Priva di una politica estera comune, l’Unione Europea come sempre traccheggia, oscillando tra l’”appeasement” verso Ankara e le dichiarazioni di principio sul rispetto dei diritti politici e umani. Quanto agli Stati Uniti, il rischio di perdere un pezzo importante della NATO proprio nel momento in cui la Russia cerca, in un solo colpo, di ristabilire la sua sfera di influenza sulle Repubbliche Centro-asiatiche e di ricavarsi un ruolo di rilievo nello scacchiere medio- orientale, li spinge a chiudere spesso tutti e due gli occhi sulle intemperanze del “Sultano”. Magari sperando sotto sotto che – come è avvenuto in Egitto – dalle elezioni di novembre Erdogan emerga nettamente vincitore e l’Occidente possa disporre di un nuovo “baluardo” contro l’estremismo islamico (verso il quale, per la verità, Ankara ha mantenuto finora un atteggiamento molto ambiguo) e, chissà, anche contro l’espansionismo russo.
Sfortunatamente sembra improbabile, a questo punto, che anche in caso di una vittoria di Erdogan la situazione in Turchia sia destinata a stabilizzarsi nel breve periodo. Lo stesso Governo, del resto, si muove contraddittoriamente su diversi versanti. Mentre martella di bombe le postazioni curde in Siria, mantiene aperti ampi canali di comunicazione con i “turchi orientali” attestati in Irak, da cui dipende la continuità delle forniture di petrolio irakeno di cui Ankara ha disperatamente bisogno. Soprattutto ora che la crisi di Governo ha rimesso in forse i contratti miliardari con la Russia per il nuovo oleodotto sotto il Mar Nero “Turkish Stream” e l’assertività russa in Siria ha spinto Erdogan a mettere in discussione anche il flusso di gas proveniente da Mosca, che pure rappresenta il 60 per cento delle importazioni turche.

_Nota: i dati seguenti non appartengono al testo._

Issue #141, opened 2022-11-18
Automatically build examples after installing dependencies in the repo


Kasea:
### Description

Cloned the repo and tried to run example locally, but i keep getting the below error.

```
yarn run v1.22.19
$ next dev
ready - started server on 0.0.0.0:3000, url: http://localhost:3000
error - ./src/pages/_app.tsx:1:0
Module not found: Can't resolve 'next-intl'
> 1 | import {NextIntlProvider} from 'next-intl';
  2 | import {AppProps} from 'next/app';
  3 | 
  4 | export default function App({Component, pageProps}: AppProps) {

https://nextjs.org/docs/messages/module-not-found
```

### Reproduction

Steps to reproduce:

1. git clone https://github.com/amannn/next-intl
2. cd next-intl
3. yarn install && yarn workspace example dev

NOTE: tried various methods of 3, but none seemed to have worked and yielded the same error

### Expected behaviour

Expect it to boot up and be accessible on localhost:3000

### Additional information

The root node_modules seems to be setup correctly, it symlinks the workspaces properly, but it seems like it doesn't resolve the parent's node_modules inside of the packages.

Node version: 16.10.0
Yarn version: 1.22.19

amannn:
Hey and thanks for the report! The reason is likely that `use-intl` and `next-intl` need to be built first in the project. That's what I'm doing on CI:

https://github.com/amannn/next-intl/blob/6c26d0ae98f1c0ccd93ce55efe6ef5d26c07f994/.github/workflows/main.yml#L16-L17

Maybe we could include a postinstall step that does this. I'd be happy to review a PR if you'd like to contribute this change!

Otherwise the examples are also deployed on CodeSandboxe if you want to play around: https://next-intl-docs.vercel.app/examples/minimal

Kasea:
Yeah that did it, I'll be adding the postinstall to my PR when I submit it. Although might still be confusing for people looking to contribute since the build will be required to be ran for every change, but I suppose that might be the norm for workspace projects, not sure as this is the first time I'm working with one.

amannn:
Yep, that's my local workflow as well where I rebuild packages after changes when trying them out in examples. I see that it's a bit a hurdle, but I'm unfortunately not aware of a better solution. On CI the workflow is managed, so we can rely on up-to-date versions across the workspaces for the tests.

Thanks!

amannn:
[...]

PR #142, opened 2022-11-22
feat: Add standalone "getTranslation" for React

Kasea:
Fixes https://github.com/amannn/next-intl/issues/141

This adds a `getTranslation` helper that will work the same as `useTranslations(<namespace>)(<message>)`. It uses the same translations as the closest translation Provider*.

The use case for this helper is in the event you want to access translations outside of a hook/react component, but within your react application, for instance an error handler without needing to pass a "translation" function to the error handler.

Caveats:
* It won't use the closest Provider in the event of memo'ing of component(s) that stops full tree revalidation. (would say it isn't really a relevant case)

* needs to be used within the Provider, but only if you'll be using this in the initial render. Outside of initial render it won't _technically_ be a requirement to be needed to be used within the Provider, it will instead use the "closest" provider. Which provider that ends up being depends on where you'll be using the helper. (would say not really relevant due to single provider)

* it will not be replacing the react hook, it's more of a "edge case" helper

Notes / Todos:
* Not super happy with the API in the current PR, any alternative suggestions?

* PR doesn't update docs, as I'm not sure if we'll keep this API and/or that such a helper will get accepted. -- In the event both are resolved, it will update docs.

* PR doesn't add tests, same reasoning as the above; will also be added in the event both of the above gets resolved.

* PR doesn't follow project coding conventions in `getTranslation.ts`. Will be updated in the event the above gets resolved.

* PR updates example code, but this leads to the text in the example code to look confusing. This should be removed and/or changed in some way.

* Didn't create this as a draft PR, even though it technically is. Reasoning being that I want feedback and not sure if the maintainer(s) would do that for a draft PR. Feel free to change it.

### DIFF
--- a/packages/use-intl/src/react/IntlContext.tsx
+++ b/packages/use-intl/src/react/IntlContext.tsx
@@ -21,4 +21,7 @@ export type IntlContextShape = {
 
 const IntlContext = createContext<IntlContextShape | undefined>(undefined);
 
+// used for getTranslation helper
+export const IntlContextValue: IntlContextShape = {} as any;
+
 export default IntlContext;
--- a/.gitignore
+++ b/.gitignore
@@ -2,3 +2,4 @@
 .DS_Store
 node_modules
 dist
+.vscode
--- a/package.json
+++ b/package.json
@@ -3,7 +3,8 @@
   "private": true,
   "scripts": {
     "publish": "lerna publish --yes --no-verify-access",
-    "prerelease": "lerna publish prerelease --yes --no-verify-access --dist-tag next --no-changelog --no-git-tag-version"
+    "prerelease": "lerna publish prerelease --yes --no-verify-access --dist-tag next --no-changelog --no-git-tag-version",
+    "postinstall": "yarn workspace use-intl run build && yarn workspace next-intl run build"
   },
   "workspaces": [
     "packages/use-intl",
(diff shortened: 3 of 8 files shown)


packages/use-intl/src/react/IntlContext.tsx
```diff
@@ -21,4 +21,7 @@ export type IntlContextShape = {
 
 const IntlContext = createContext<IntlContextShape | undefined>(undefined);
 
+// used for getTranslation helper
+export const IntlContextValue: IntlContextShape = {} as any;
```
amannn, line 25: This is problematic as it breaks the isolated nature of context and instead creates a global singleton.

amannn (commented):
Hello @Kasea and thank you for your interest in contributing!

Unfortunately I don't think this a good direction for the library, as a) the feature is already supported in user land (you can use and wrap [`createTranslator`](https://next-intl-docs.vercel.app/docs/usage/core-library) as necessary) and b) the implementation itself is problematic (see my inline comment).

For usage within React, the `useTranslations` hook is the go-to way and IMO the places where it's not possible / not convenient to use the hook, typically are affected by some architectural issues. So refactoring in the app would be my suggested solution. If you need help with refactoring, I'd recommend adding a question to Stack Overflow with a reduced CodeSandbox, I check in occassionally there to answer questions and other times, other people from the community help out!

I hope you understand!

Kasea:
Understandable, can't say I disagree with most of what you said, the exception being the architectural standpoint.

I suppose I'll create a specific helper that accomplishes this in the codebase instead. Thanks for your time and reply.

PR #144, opened 2022-11-24
feat: Add support for using `next-intl` in the `app` folder with Next.js 13

### LINKED ISSUE #147: Support for nextjs v13

Actually I see that all the examples are based on nextjx v12 that used only the `pages` folder, but now in nextjs v13 they implemented the `app` page (https://nextjs.org/blog/next-13), so I wonder if there is a way to use it with nextjs v13 and if not, it would be great to implement it.

Examples or compatibility with nextjs v13.

I do not know.

amannn:
This PR includes the minimal change that we have to do to be able for `next-intl` to be used in the app folder.

**Features:**
 - `NextIntlProvider` can now be used in the `app` folder. Note that all components that make use of `useTranslations` or `useIntl` still need to be marked with `'use client';`. A way to remove this restriction is explored in #149.
 - Expose a middleware that can be used to set up i18n routing. This is available via `import {createIntlMiddleware} from 'next-intl/server';`

**Pre-release:**

```
npm install next-intl@2.10.0-alpha.6
```

[CodeSandbox](https://csb-k2ien9-7ytkomg4x-amann.vercel.app/)

Fixes #147

---

**What's missing**
1. A way to read the current `pathname` in the root layout to set the `<html lang={…} />` prop correctly ([reference](https://github.com/amannn/next-intl/pull/144/files#diff-ee0c62bc389b67f49f92829f0a5c056f46198f7f9549102b505e7e43343fa8be)).

**What's nice to have**
1. Setting arbitrary values like `locale` directly in the request storage (like `cookies()`) to be able to use this conveniently everywhere
2. Being able to use `headers()` and `cookies()` in middleware for a unified interface
3. Setting values with the `cookies()` API

**Potential TODOs**
 - [x] Publish `next-intl@2.10.0-alpha.6`
 - [ ] ~~Generate locales statically~~ This is not called for me during the build, no idea why. Bug?
 - [x] Explore using `next-intl` in head
 - [x] Tests
 - [ ] Domain routing
 - [ ] Set `html[lang]`


packages/example-next-13/src/next-intl/README.md
```diff
@@ -0,0 +1 @@
+This folder contains a draft of APIs that will be moved to `next-intl`.
```
amannn, line 1: TODO: Evaluate if we want to move some of them inside immediately.

PR #156, opened 2022-12-20
feat: RSC with static config

amannn:
See proposed docs: https://next-intl-dtas8vhjp-amann.vercel.app/docs/next-13/server-components

**TODO:**
 - [ ] Wait for this to be resolved: https://github.com/vercel/next.js/issues/44222
 - [ ] Create a bug report that tsconfig paths don't work for node_modules
 - [ ] Get rid of `Warning: Invalid hook call.`

Changes:
 - `NextIntlServerProvider` now only takes the props which can only be known at runtime
 - Other config goes into a static config
 - `LocalizedLink` was added (TODO: Add docs)

It seems like config gets a bit more convoluted, but [that might be necessary](https://twitter.com/sebmarkbage/status/1587615485910188032). The best part currently IMO is that we can continue to use the existing APIs in components.

Notes to myself:
- Difference between `createServerContext` and `'use client'` + `createContext`: `'use client'` can only be used to mark components, not arbitrary modules. So this relies on the fact that the APIs we provide are components and not e.g. hooks. That's why we can't use `createContext` for the runtime config, since we need to consume it from hooks. Related: https://github.com/vercel/examples/pull/496


daniel-koudouna:
Is there something else that is needed in the `tsconfig.json` ? I get the error that the file could not be found despite having the correct path in `tsconfig.json` . Looking at the compiled code, the default file is still loaded for me:

```js
/***/ "(sc_server)/./node_modules/next-intl/config.js":
/*!******************************************!*\
  !*** ./node_modules/next-intl/config.js ***!
  \******************************************/
/***/ (() => {

eval("throw new Error(\"Couldn't find next-intl config file. Please follow the instructions at https://
```

I'm on `2.11.0-alpha.4`

amannn:
> Is there something else that is needed in the `tsconfig.json` ?

Hmm, not really! Here's a working example: https://github.com/amannn/next-intl/tree/feat/next-13-rsc-static-config/packages/example-next-13.

If you can provide a CodeSandbox reproduction or so, I'm happy to have a look!

But also, this PR is still WIP. Please don't feel obliged to adapt to every change, there will likely be more! I'm sharing this early to be transparent and for potential feedback.

amannn:
I've also created [a bug report for the issue I'm seeing in this branch](https://github.com/vercel/next.js/issues/44222).

amannn:
> I get the error that the file could not be found despite having the correct path in `tsconfig.json`

I've just reproduced the error and will look into this, thanks for reporting! Seems to happen only with the version that's published to NPM …

amannn:
@daniel-koudouna Got it working now in case you're curious: https://github.com/amannn/next-intl-example-next-13 ([demo](https://next-intl-example-next-13.vercel.app/en))

Seems like [Next.js module path aliases](https://nextjs.org/docs/advanced-features/module-path-aliases) have an issue when being used from within `node_modules`. I might have to open a bug report for this, for now I've switched to a webpack alias.

I generally still have hope to simplify the configuration, but this is at least the current state. The biggest blocker currently is [not being able to switch pages](https://github.com/vercel/next.js/issues/44222).

daniel-koudouna:
I can confirm that using the webpack config works for me. At this point, we are using both providers, e.g

```ts
      <NextIntlServerProvider locale={locale}>
        <NextIntlClientProvider locale={locale} messages={localeMessages}>
```

which, for now, enables the whole site to work. Not running through the middleware also allows us to preserve app state.

The standalone example doesn't work for me, with a hydration error:

```
TypeError: Cannot read properties of undefined (reading 'call')
```

seemingly originating from:

```
/***/ "./node_modules/next/dist/client/link.js":
```

PR #167, opened 2023-01-12
Better dark mode support for docs

apriltaoyvr:
## Purpose
The docs site does not look great in dark mode. This PR is to make some small adjustments to improve the dark mode experience for it.

## Changes
- Edited `logo.svg` to be transparent
- Added modular css ala the [Nextra Docs repo](https://github.com/shuding/nextra/tree/main/docs)
  - `/styles/index.module.css` contains the current inline styles for the home page
  - Announcement banner now has dark styling
- Moved `styles.css` to `/styles`
- Updated `tailwind.config.js` to match Tailwind V3 settings 
  - Removed JIT since it is now the default mode for Tailwind
  - Changed `purge` to `content`

### Current site
image
### After style and logo adjustments
image


amannn:
Oh wow, thank you so much for looking into this! ❤️❤️❤️

I have to say I didn't even know that the docs support dark mode (even if broken). How did you switch to dark mode? I'm generally a light mode user, but when I switch to dark mode on macOS the next-intl docs sight remains bright for me (unlike other pages which switch automatically, like the Tailwind docs).

However with the generated preview of your changes, I do see the dark mode. Is that due to the Tailwind update?

I'm definitely interested in supporting dark mode. Would you mind inverting the logo text color for dark mode?

I hope that I'll find some time to update Nextra at some point, I think that should also improve the styling of the page a bit.

apriltaoyvr:
> I have to say I didn't even know that the docs support dark mode (even if broken). How did you switch to dark mode? I'm generally a light mode user, but when I switch to dark mode on macOS the next-intl docs sight remains bright for me (unlike other pages which switch automatically, like the Tailwind docs).
>
> However with the generated preview of your changes, I do see the dark mode. Is that due to the Tailwind update?
I always browse in dark mode so it defaulted to dark for me, but I'm not sure why Nextra isn't detecting dark mode for you when you switch.

There is a theme switcher available in the navigation bar on the [Nextra template](https://nextra-docs-template.vercel.app/) and it seems to be toggled by [`darkMode`](https://nextra.site/docs/docs-theme/theme-configuration#dark-mode-and-themes) which is currently set to false. I've reenabled it in this push and it should be available now.

> I'm definitely interested in supporting dark mode. Would you mind inverting the logo text color for dark mode?
I wasn't sure how to do it so I copied the idea from the [Nextra docs repo](https://github.com/shuding/nextra/blob/main/docs/theme.config.tsx). 

image

The downside is that the svg is now in the theme config file. I didn't delete the main .svg just in case, but if you want to save a bit of extra space it should be safe to do.

I made a few more pushes to add the above things in along with updating eslint and prettier configs to prevent a lot of unneccessary errors (they were not quite synchronized so it would spit out eslint errors for single quotes + a lot of Delete `␍` which could not be autofixed due to no end of line rule being stated). I'll update the OP message in this PR to reflect this.

packages/website/theme.config.js
```diff
@@ -1,4 +1,86 @@
...
+        transform="translate(-197.5 -171.5)"
+        fill="currentColor"
```
amannn, line 16: Cool idea! 👏

packages/website/.eslintrc.js
```diff
@@ -4,12 +4,13 @@ module.exports = {
   extends: [
     'molindo/typescript',
     'molindo/react',
-    'plugin:@next/next/recommended'
+    'plugin:@next/next/recommended',
+    "prettier"
```
amannn, line 8: Prettier is already added [via `molindo/typescript`](https://github.com/molindo/eslint-config-molindo/blob/539c8f16049a120a4b0b7ee900b2a9738d386f34/javascript.js#L74-L77).

Can you revert this?

packages/website/.eslintrc.js
```diff
@@ -4,12 +4,13 @@ module.exports = {
...
   ],
   rules: {
     'react/react-in-jsx-scope': 'off',
     'react/prop-types': 'off',
     'jsx-a11y/anchor-is-valid': 'off',
-    'react/display-name': 'off'
-  }
+    'react/display-name': 'off',
+  },
```
amannn, line 15: Can you revert the formatting changes please?

packages/website/.prettierrc
```diff
@@ -0,0 +1,7 @@
+{
+  "trailingComma": "es5",
+  "tabWidth": 2,
+  "semi": true,
+  "singleQuote": true,
+  "endOfLine": "auto"
+}
```
amannn, line 7: As mentioned above, this is already handled via ESLint. There's no need to call or use prettier separately.

packages/website/theme.config.js
```diff
@@ -9,11 +91,11 @@ export default {
   prevLinks: true,
   search: true,
   customSearch: null,
-  darkMode: false,
-  footer: true,
+  darkMode: true,
+  footer: false,
```
amannn, line 95: Ah right, that's better—thanks!

packages/website/package.json
```diff
@@ -5,7 +5,6 @@
   "scripts": {
     "dev": "next dev",
     "lint": "eslint pages components",
-    "test": "echo 'No tests yet'",
```
amannn, line 8: This needs to be reverted, otherwise CI fails.

amannn (commented):
Thank you so much, this looks great! 👏  I left some minor nits, but generally this is good to go.

> There is a theme switcher available

That's really cool! 🙌 

> I don't mind making another PR to update Nextra if you would like to update.

If you feel like it, you're more than welcome! ❤️ 

> You can use the banner config for announcements which will display a thin banner at the very top of the screen

We could look into that, not sure what it looks like. The current banner is not too bad IMO, but I'm open to suggestions!

> More options for callouts

That sounds interesting. I wasn't very happy with the current style of callouts, they look more like warnings but are in fact more intended as tips—so something more greenish would be more suitable IMO.

> I don't think the tailwind package is being used (but that makes the preview dark mode weirder), which is why I used modular css. This is because there's no tailwind preflight in styles.css. I think you noticed this too because some elements were inline but others use tailwind classes.

Yep, exactly. I noticed some problems where the stylesheet didn't seem to be compiled based on used classes, but I didn't have the time to look into it. Maybe something to do after / as part of a Nextra upgrade? Or not sure if the situation here is already improved based on your changes to `tailwind.config.js`?

packages/website/theme.config.js
```diff
@@ -1,4 +1,86 @@
...
+        fill="currentColor"
+      />
+      <g id="Oval-2">
+        <path
+          id="Oval"
+          d="M528.8,509q-6.3,6-13.2,11.4a190,190,0,1,1,38-40.2"
+          transform="translate(-197.5 -171.5)"
+          fill="none"
+          stroke="#5fc3e7"
+          stroke-width="18"
```
amannn, line 25: Oh and I just noticed there are a few warnings on the console, the dashed attributes should be converted to camel case.

packages/website/.prettierrc
apriltaoyvr: The prettier and prettier-eslint plugins were both unfortunately unable to detect styling without it and would error out without it. The alternative is to do the same but in the eslint file or for future editors to also be unable to autolint

apriltaoyvr:
I took a read through your comments and I'll have the suggested changes done pretty quickly. Thanks for letting me making some changes to the docs 🙏 and I'll update it to Nextra when I'm free again

 >Or not sure if the situation here is already improved based on your changes to `tailwind.config.js`?
>
It didn't make much of a difference to be honest 😢. My first approach was to do tailwind for the inline styles and that's when it hit me that you already tried that too too. So I already had the config set up and figured it wouldn't hurt to have the updated one in the repo if it's already done.

I tried Tailwind with the preflight with the repo's version of Nextra and the current one. For this repo's version, it'll override some of Nextra's default styling (mostly links and other basic elements) so I stayed away from it. But it'll allow you to use Tailwind as intended. 

For the current version of Nextra, it seems to work without overriding anything. They prefix their styles with `nx` now so it's fairly safe to do. It's up to you which CSS approach you prefer

amannn (approved):
Really cool, thank you so much for looking into this! 🙌 🌚 

> For the current version of Nextra, it seems to work without overriding anything. They prefix their styles with nx now so it's fairly safe to do. It's up to you which CSS approach you prefer

I don't have a strong opinion here, generally I'd like to stay close to what Nextra does out-of-the-box to make updates as easy as possible in the future.

amannn:
Just FYI, I had some time to look into the Nextra upgrade: https://github.com/amannn/next-intl/pull/197. The PR is WIP currently.

PR #186, opened 2023-02-07
feat: Unprefixed routing for default locale & domain-based locale matching

amannn:
This enables to request pages without a locale prefix, if the user is matched to the default locale (e.g. `/about`). If another locale matches, the user is redirected (e.g. `/about` -> `/de/about`).

On top of this, this enables domain-based locale matching (e.g. `de.example.com/about`, `example.de/about`).

**Deprecation info**

`NextIntlClientProvider` should now be imported from `next-intl` (not `next-intl/client`).

The reasoning is that we need to reserve the namespace `next-intl/client` for anything that can only be imported from a Client Component. The provider can apply `use client` itself, therefore it's suitable for RSC as well.


Don-Cryptus:
when is this getting merged?

amannn:
> when is this getting merged?

Now 🙂

PR #157, opened 2017-06-28
Updated cricketbee logo

penguwin:
Updated the logo .png to avoid having white borders around the logo


muesli:
Is this a royalty free picture we can use?

penguwin:
Well, I can't find an exact answer to this question, and I didn't checked that in the beginning.
So before we do any mistakes I'll just revoke the commit and replace the picture with another one which is marked as reuseable.
Is that ok? :)

PR #163, opened 2017-07-03
Ryanairbee

penguwin:
Opening pull request so far, i'll keep an eye of it.


muesli:
That means you don't consider it ready yet?

penguwin:
Well one the one hand, the ryanair api library does only offer two more functions at the moment: [GetAirportsCityCoordinatesMap](https://godoc.org/github.com/seblw/goryan#RyanairAPI.GetAirportsCityCoordinatesMap) and [GetAirportsCityIataMap](https://godoc.org/github.com/seblw/goryan#RyanairAPI.GetAirportsCityIataMap) and to be honest I don't think those are 'really' useful. I have no problem to implement them into the hive before we merge the pull request if desired.

On the other hand we should consider merging the major/bigger airlines into one 'flights/airlines' hive in further future. One single hive for the airlines would keep beehives interface clean and simple. 
Another upside would be that you'll only have to trigger one action to fetch data from the reqistered airlines and you'll also only have to evaluate one particular event. Then we could sort and evaluate most data inside of beehive and implement additional values into the events (f.e. `min_costs` or ordering flights per schedule) - for users comfort :)

muesli:
Agreed, a meta flight-search API might be more appealing.

Issue #89, opened 2017-02-15
Weather Bee


seblw:
A bee that provides weather information for given location etc.
Might use e.g. https://github.com/briandowns/openweathermap

PenguWin:
I'm on it :)

penguwin:
Merged in master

E l’Unione Europea? L’inarrestabile ondata dei “dannati della terra” che si è scatenata dopo che Ankara ha allentato i freni ha avuto, se non altro, il merito di risvegliare la Germania e tutto il Nord Europa dal torpore nei confronti dell’imbroglio siriano. Ma, se si eccettuano le periodiche iniziative bellicose di Francia e Gran Bretagna, siamo ancora ben lontani da una vera strategia europea per il Medio Oriente. In questo marasma, aggravato dalla vaghezza di un’America ormai già troppo assorbita dalla campagna presidenziale per essere in grado di elaborare una visione che finora le è mancata, forse una volta tanto le parole di un falco come l’ex-Presidente Sarkozy che proclamava:”Per quanto ne so, la Turchia è in Asia e non in Europa” suonano meno provocatorie di quanto non fossero qualche anno fa. Un avvertimento purtroppo realistico a riflettere bene sulle prospettive dei negoziati per l’adesione ancora in corso. Almeno fino a quando Ankara non avrà deciso cosa fare da grande : se restare sulla sponda ottomana o muoversi sul serio verso quella europea.